Directions for this task.
After finding the line containing "I think the" below, please output that line and each following one through the line containing "based on it.", exactly as written.

Data to examine.

PR #1830, opened 2019-06-11
RequestMetricSupport: use Micrometer dotted notation in metric names

perlun:
The [Micrometer naming conventions](http://micrometer.io/docs/concepts#_naming_meters) suggest that dotted notation (`foo.bar.baz`) should be used when naming meters. This has the advantage of letting different Micrometer monitoring implementations be able to convert it to the naming convention which is native for it (e.g. JMX, Prometheus etc).

Hence, the suggested change.

The PR changes the Dropwizard metric names slightly:

- `requestDuration` -> `request.duration`
- ` requestLength` -> `request.length`
- `responseDuration` -> `response.duration`
- `responseLength` -> `response.length`
- `totalDuration` -> `total.duration`

Prometheus metric names are unaffected by the change.

### DIFF
--- a/core/src/main/java/com/linecorp/armeria/common/metric/MoreNamingConventions.java
+++ b/core/src/main/java/com/linecorp/armeria/common/metric/MoreNamingConventions.java
@@ -37,6 +37,7 @@ import io.micrometer.prometheus.PrometheusNamingConvention;
 /**
  * Provides commonly-used {@link NamingConvention}s.
  */
+@Deprecated
 public final class MoreNamingConventions {
 
     /**
--- a/core/src/main/java/com/linecorp/armeria/internal/metric/RequestMetricSupport.java
+++ b/core/src/main/java/com/linecorp/armeria/internal/metric/RequestMetricSupport.java
@@ -66,7 +66,7 @@ public final class RequestMetricSupport {
         final RequestContext ctx = log.context();
         final MeterRegistry registry = ctx.meterRegistry();
         final MeterIdPrefix activeRequestsId = meterIdPrefixFunction.activeRequestPrefix(registry, log)
-                                                                    .append("activeRequests");
+                                                                    .append("active.requests");
 
         final ActiveRequestMetrics activeRequestMetrics = MicrometerUtil.register(
                 registry, activeRequestsId, ActiveRequestMetrics.class,
@@ -231,15 +231,15 @@ public final class RequestMetricSupport {
             failure = parent.counter(requests, idPrefix.tags("result", "failure"));
 
             requestDuration = newTimer(
-                    parent, idPrefix.name("requestDuration"), idPrefix.tags());
+                    parent, idPrefix.name("request.duration"), idPrefix.tags());
             requestLength = newDistributionSummary(
-                    parent, idPrefix.name("requestLength"), idPrefix.tags());
+                    parent, idPrefix.name("request.length"), idPrefix.tags());
             responseDuration = newTimer(
-                    parent, idPrefix.name("responseDuration"), idPrefix.tags());
+                    parent, idPrefix.name("response.duration"), idPrefix.tags());
             responseLength = newDistributionSummary(
-                    parent, idPrefix.name("responseLength"), idPrefix.tags());
+                    parent, idPrefix.name("response.length"), idPrefix.tags());
             totalDuration = newTimer(
-                    parent, idPrefix.name("totalDuration"), idPrefix.tags());
+                    parent, idPrefix.name("total.duration"), idPrefix.tags());
         }
 
         @Override
@@ -305,11 +305,11 @@ public final class RequestMetricSupport {
             this.idPrefix = idPrefix;
 
             connectionAcquisitionDuration = newTimer(
-                    parent, idPrefix.name("connectionAcquisitionDuration"), idPrefix.tags());
-            dnsResolutionDuration = newTimer(parent, idPrefix.name("dnsResolutionDuration"), idPrefix.tags());
-            socketConnectDuration = newTimer(parent, idPrefix.name("socketConnectDuration"), idPrefix.tags());
+                    parent, idPrefix.name("connection.acquisition.duration"), idPrefix.tags());
+            dnsResolutionDuration = newTimer(parent, idPrefix.name("dns.resolution.duration"), idPrefix.tags());
+            socketConnectDuration = newTimer(parent, idPrefix.name("socket.connect.duration"), idPrefix.tags());
             pendingAcquisitionDuration = newTimer(
-                    parent, idPrefix.name("pendingAcquisitionDuration"), idPrefix.tags());
+                    parent, idPrefix.name("pending.acquisition.duration"), idPrefix.tags());
 
             final String timeouts = idPrefix.name("timeouts");
             writeTimeouts = parent.counter(timeouts, idPrefix.tags("cause", "WriteTimeoutException"));
@@ -323,7 +323,7 @@ public final class RequestMetricSupport {
                 return actualRequests;
             }
 
-            final Counter counter = parent.counter(idPrefix.name("actualRequests"), idPrefix.tags());
+            final Counter counter = parent.counter(idPrefix.name("actual.requests"), idPrefix.tags());
             if (actualRequestsUpdater.compareAndSet(this, null, counter)) {
                 return counter;
             }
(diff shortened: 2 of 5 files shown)


core/src/main/java/com/linecorp/armeria/internal/metric/RequestMetricSupport.java
```diff
@@ -231,15 +231,15 @@ private RequestMetricSupport() {}
...
+                    parent, idPrefix.name("request.duration"), idPrefix.tags());
             requestLength = newDistributionSummary(
-                    parent, idPrefix.name("requestLength"), idPrefix.tags());
+                    parent, idPrefix.name("request.size"), idPrefix.tags());
             responseDuration = newTimer(
-                    parent, idPrefix.name("responseDuration"), idPrefix.tags());
+                    parent, idPrefix.name("response.duration"), idPrefix.tags());
             responseLength = newDistributionSummary(
-                    parent, idPrefix.name("responseLength"), idPrefix.tags());
+                    parent, idPrefix.name("response.size"), idPrefix.tags());
```
perlun: `response.length` vs `response.size` - we discussed this internally in our team and this was the suggested approach. If you feel the `response.length` form is better, please let me know; I am willing to change this part of the PR if required.

trustin:
I agree that we need to follow the Micrometer convention but we also need to make sure that the resulting Prometheus meter names exported by `PrometheusMeterRegistry` abide by the [Prometheus convention](https://prometheus.io/docs/practices/naming/), i.e. I'm happy as long as [`PrometheusMetricsIntegrationTest`](https://github.com/line/armeria/blob/master/thrift/src/test/java/com/linecorp/armeria/it/metric/PrometheusMetricsIntegrationTest.java) passes. What do you think, @perlun ?

trustin:
If we abide by the Micrometer convention, we do not need to apply the custom naming convention in `PrometheusRegistries.configureRegistry()` and `DropwizardRegistries.configureRegistry()`. Could you update these classes as well?

perlun:
> I agree that we need to follow the Micrometer convention but we also need to make sure that the resulting Prometheus meter names exported by `PrometheusMeterRegistry` abide by the [Prometheus convention](https://prometheus.io/docs/practices/naming/), i.e. I'm happy as long as [`PrometheusMetricsIntegrationTest`](https://github.com/line/armeria/blob/master/thrift/src/test/java/com/linecorp/armeria/it/metric/PrometheusMetricsIntegrationTest.java) passes. What do you think, @perlun ?

Makes sense - this was because of the `request.size` vs `request.length`. I reverted that part and the Prometheus integration test now seems to be passing locally for me.

> If we abide by the Micrometer convention, we do not need to apply the custom naming convention in PrometheusRegistries.configureRegistry() and DropwizardRegistries.configureRegistry(). Could you update these classes as well?

Sure. I changed this to use the plain `identity()` method instead and updated the tests accordingly. Given this change, we might be able to drop the `MoreNamingConventions` class altogether - I haven't done this yet, but let me know if you feel it's the right way to go.

anuraaga:
Just to confirm, and it might help to add to the PR description, does the integration tests passing mean we keep the same exported metrics for Promethean and dropwizard? I'm a bit surprised that going from camel case to dots would be the same but if so that's great 😊

core/src/main/java/com/linecorp/armeria/common/metric/MoreNamingConventions.java
```diff
@@ -18,53 +18,29 @@
...
 import io.micrometer.core.instrument.config.NamingConvention;
-import io.micrometer.core.instrument.dropwizard.DropwizardMeterRegistry;
-import io.micrometer.prometheus.PrometheusMeterRegistry;
-import io.micrometer.prometheus.PrometheusNamingConvention;
 
 /**
  * Provides commonly-used {@link NamingConvention}s.
  */
 public final class MoreNamingConventions {
+    private static final NamingConvention IDENTITY_NAMING_CONVENTION = ( name, type, baseUnit ) -> name;
```
trustin: How about:

- Reverting all the changes in this class
- Deprecating this class
- Remove any references to the methods in this class at all in other places

..? It's because we do not even need to touch `MeterRegistry.config().namingConvention()` if we are going to use the default naming convention.

perlun: Thanks for the suggestion. Revert the `MoreNamingConventions` and `MoreNamingConventionsTest` changes.

perlun:
@anuraaga 

> Just to confirm, and it might help to add to the PR description, does the integration tests passing mean we keep the same exported metrics for Prometheus and dropwizard? I'm a bit surprised that going from camel case to dots would be the same but if so that's great blush

Thanks. The Dropwizard names are slightly changed; the `request.duration` etc. form goes all the way through there.

The Prometheus names: I'm not sure these are unchanged or not. :expressionless: The `PrometheusMetricsIntegrationTest` passes both _with_ the `prometheus()` naming convention being configured and without it... So I guess there is some tests that should be added here to ensure that we are not breaking things (at least not without knowing it). If you know how it should be done, I think a separate PR from you adding these tests would be highly appreciated since I feel pretty deep in the water already... :slightly_smiling_face:

core/src/main/java/com/linecorp/armeria/internal/metric/RequestMetricSupport.java
trustin: I'm not sure which is better to be honest. Perhaps we need to do some quick research on what others use.

core/src/main/java/com/linecorp/armeria/common/metric/MoreNamingConventions.java
```diff
@@ -37,6 +37,7 @@
 /**
  * Provides commonly-used {@link NamingConvention}s.
  */
+@Deprecated
```
trustin: How about also adding `@deprecated Use Micrometer's default {@link NamingConvention}.` in the Javadoc?

core/src/main/java/com/linecorp/armeria/internal/metric/RequestMetricSupport.java
trustin: Uh, never mind. I realized you already reverted back to `length`.

anuraaga:
I think the prometheus integration tests themselves are fine and it means that indeed, the micrometer default metric convention against `a.b.c` is the same as the current one that parses `lowerCamel` used by Armeria, which happens to also sanitize all foreign characters like `.` into `_`. So prometheus users shouldn't notice anything from this change for default metrics. If they have custom camel case metrics, though, those will be exported in a different way if we don't add the `prometheus()` naming convention. 

It looks like the Dropwizard will export differently for default metrics too.

I tend to be quite wary when changing metric names - they can cause large problems for unrelated teams. In practice, it's often very difficult to even simply migrate the graph of a old name to a new one and people accept the loss of historical data on metric name changes.

I'm wondering whether we should try our best to leave our current behavior for now with the new one as opt-in, and give users a couple of versions to migrate their dashboards or give feedback on whether it would be feasible for them. @trustin what do you think?

trustin:
@anuraaga How about defining a System property flag which allows a user from opting-in to the new naming convention, then? We could add one in `Flags` and modify `MoreNamingConventions` to return different naming conventions based on it.

I guess this is beyond the original proposal from @perlun, so I'm not sure he is interested in making this change, though. Shall I take over this pull request, @perlun, or will you take a stab on this?

anuraaga:
+1 to having a `Flags` for it :)

perlun:
@anuraaga 

> I tend to be quite wary when changing metric names - they can cause large problems for unrelated teams. In practice, it's often very difficult to even simply migrate the graph of a old name to a new one and people accept the loss of historical data on metric name changes.

Very valid concerns, I think it's good that you're thinking about this perspective.

@trustin 

> I guess this is beyond the original proposal from @perlun, so I'm not sure he is interested in making this change, though. Shall I take over this pull request, @perlun, or will you take a stab on this?

Yeah, I won't mind. The important part for us is to get the proper Micrometer-naming-compliant names in place, and we already did a `MeterFilter` that patches it locally for us. :wink: So it's not urgent, I was just trying to help fixing it upstream but I'm quite certain that you will do a lot better job at getting it incorporated in the way you see fit best into the overall architecture.

Feel free to use whatever parts of my PR that you like. :+1:

perlun:
@trustin Any progress on this?

trustin:
@perlun Unfortunately not. I'll leave a comment when I start work on it. Meanwhile, please feel free to keep touching.

trustin:
I didn't forget about this one. Hoping to make sure this come true before 1.0.

trustin:
Sorry for not picking this up yet. Good news is I will work on this soon. :bowing_man:

trustin:
Superseded by https://github.com/line/armeria/pull/2367

perlun:
Greatly appreciated @trustin, thanks! :bowing_man:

Written answer.
I think the prometheus integration tests themselves are fine and it means that indeed, the micrometer default metric convention against `a.b.c` is the same as the current one that parses `lowerCamel` used by Armeria, which happens to also sanitize all foreign characters like `.` into `_`. So prometheus users shouldn't notice anything from this change for default metrics. If they have custom camel case metrics, though, those will be exported in a different way if we don't add the `prometheus()` naming convention. 

It looks like the Dropwizard will export differently for default metrics too.

I tend to be quite wary when changing metric names - they can cause large problems for unrelated teams. In practice, it's often very difficult to even simply migrate the graph of a old name to a new one and people accept the loss of historical data on metric name changes.

I'm wondering whether we should try our best to leave our current behavior for now with the new one as opt-in, and give users a couple of versions to migrate their dashboards or give feedback on whether it would be feasible for them. @trustin what do you think?

trustin:
@anuraaga How about defining a System property flag which allows a user from opting-in to the new naming convention, then? We could add one in `Flags` and modify `MoreNamingConventions` to return different naming conventions based on it.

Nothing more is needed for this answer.